Editor’s Note: What’s New in My Kitchen Wednesdays, is a weekly post where we weave a personal story with a review of a beloved or new “item” in our kitchen, in our glass or on our plate. Alexis was inspired by the sight of rice paper spring roll wrappers in the grocery store. -Christina
There is a small Vietnamese restaurant in New York City’ Chinatown that is discreetly hidden in the curve of a small side street and with very little signage alerting outsiders of its presence. Inside, breaking through the odors of cleaning solution and raw meats is the delicious smell of Vietnamese soups and sauces. The prices are low, but the experience is exotic. When I used to frequent this restaurant, my favorite dish was the summer rolls, which were served with fresh leaves of lettuce, basil and mint and after you wrapped these garnishes around the roll you dipped the whole thing in a slightly spicey, peanut-ty sauce. I haven’t been there in years, but I think of this dish often and decided it was time for me to try making my own version of summer rolls.
What’s new in my kitchen this month is rice paper spring roll wrappers.
Summer rolls are fun to eat, but they are also fun to make. Their translucent skin provides an intriguing glimpse at its fillings and the final product is nice to look at. I think what makes them summer rolls, rather than spring rolls, is that they are not cooked and served cold. A few weeks ago I saw summer roll wrappers in the grocery store (turns out you can buy them almost anywhere) and I was inspired. They sat in my pantry until this weekend when I decided to begin the experiment. The ingredients I chose are listed below, but there are a ton of online recipes (as well as videos, which could be helpful if you’re struggling with rolling).
- grated carrots
- chopped scallions
- spaghetti (cooked and cut in to 1-2 inch lengths)
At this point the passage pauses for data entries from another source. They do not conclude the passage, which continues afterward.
PR #110, opened 2026-05-13
fix: paginate GET /chat (limit + before cursor)

### LINKED ISSUE #105: [Low] GET /chat returns all chats without pagination
## Problem

`backend/src/routes/chat.ts:141–166` — the `GET /chat` endpoint fetches every chat the user owns plus every chat in every project they own, with no limit:

```ts
const { data, error } = await db
  .from("chats")
  .select("*")
  .or(filter)
  .order("created_at", { ascending: false });
// no .limit()
```

For an active user with hundreds of chats (or an owner of a busy shared project), this is a large unbounded response on every page load, blocking the sidebar render.

## Fix

Add `limit` / cursor-based pagination. A default of 50 chats per page is reasonable. The sidebar already renders a list — it can lazy-load older chats on scroll.

```ts
const limit = Math.min(Number(req.query.limit) || 50, 200);
const before = req.query.before as string | undefined;  // ISO timestamp cursor

// ...
let q = db.from("chats").select("*").or(filter).order("created_at", { ascending: false }).limit(limit);
if (before) q = q.lt("created_at", before);
```

### LINKED ISSUE #114: fix: add 'test' script to backend/package.json (missing in PRs #106, #107, #110, #111, #112, #113)

bmersereau:
## Summary
- Adds `limit` (default 50, max 200) and `before` (ISO timestamp cursor) query parameters to `GET /chat`
- Prevents unbounded chat list queries for active users with large chat histories
- Backward-compatible: existing callers with no query params get the first 50 chats (most recent)

Closes #105
Closes #114

## Changes
- `backend/src/routes/chat.ts` — limit + before-cursor pagination on the chat list query
- `backend/src/lib/__tests__/chatPagination.test.ts` — static analysis tests verifying pagination is present
- `backend/tsconfig.json` — exclude `__tests__` dirs from the main tsc build (tests use vitest directly)
- `backend/package.json` — `"test": "vitest run"` script added

## Test plan
- [x] Unit tests added and passing (`npx vitest run`)
- [x] Backend type check passes (`npx tsc --noEmit`)

### DIFF
--- a/backend/package.json
+++ b/backend/package.json
@@ -5,7 +5,8 @@
   "scripts": {
     "dev": "tsx watch src/index.ts",
     "build": "tsc",
-    "start": "node dist/index.js"
+    "start": "node dist/index.js",
+    "test": "vitest run"
   },
   "dependencies": {
     "@anthropic-ai/sdk": "^0.90.0",
--- a/backend/src/lib/__tests__/chatPagination.test.ts
+++ b/backend/src/lib/__tests__/chatPagination.test.ts
@@ -1,0 +1,18 @@
+import { readFileSync } from "fs";
+import { join } from "path";
+import { describe, it, expect } from "vitest";
+
+describe("GET /chat pagination", () => {
+    const src = readFileSync(
+        join(__dirname, "../../routes/chat.ts"),
+        "utf8",
+    );
+
+    it("applies a limit to the chat list query", () => {
+        expect(src).toMatch(/\.limit\(/);
+    });
+
+    it("supports a before-cursor for pagination", () => {
+        expect(src).toMatch(/before|lt\("created_at"/);
+    });
+});
--- a/backend/src/routes/chat.ts
+++ b/backend/src/routes/chat.ts
@@ -142,6 +142,15 @@ chatRouter.get("/", requireAuth, async (req, res) => {
     const userId = res.locals.userId as string;
     const db = createServerSupabase();
 
+    // Parse pagination params
+    const rawLimit = Number(req.query.limit);
+    const limit = Number.isFinite(rawLimit) && rawLimit > 0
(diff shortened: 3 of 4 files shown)


bmersereau (commented):
## PR Review

### Summary
Adds cursor-based pagination (`limit` + `before` ISO timestamp) to `GET /chat`. Implementation is correct and backward-compatible — callers with no params get 50 chats. The `limit` cap at 200 is reasonable. Two static-analysis tests verify the limit and cursor are present.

- leftover roasted chicken cut in to small pieces
- thinly-shaved cabbage (I used my mandolin!)
I laid the ingredients out in front of me, with a bowl of warm water and a towel. I submerged the rice paper in to the water for about a half minute until it was softened and then laid it out on the towel. I placed the ingredients (in the order they are listed above) in the middle of the rice paper and then wrapped the paper around it like you would a burrito. Make sure to tuck it in tight as you roll, since these are better if the rice paper isn’t all floppy. I made a dipping sauce from the ingredients shown in the photo below.
I didn’t have large leaf lettuce, basil or mint to serve my summer rolls with, but the dipping sauce was fun and the overall flavor experience was very tasty!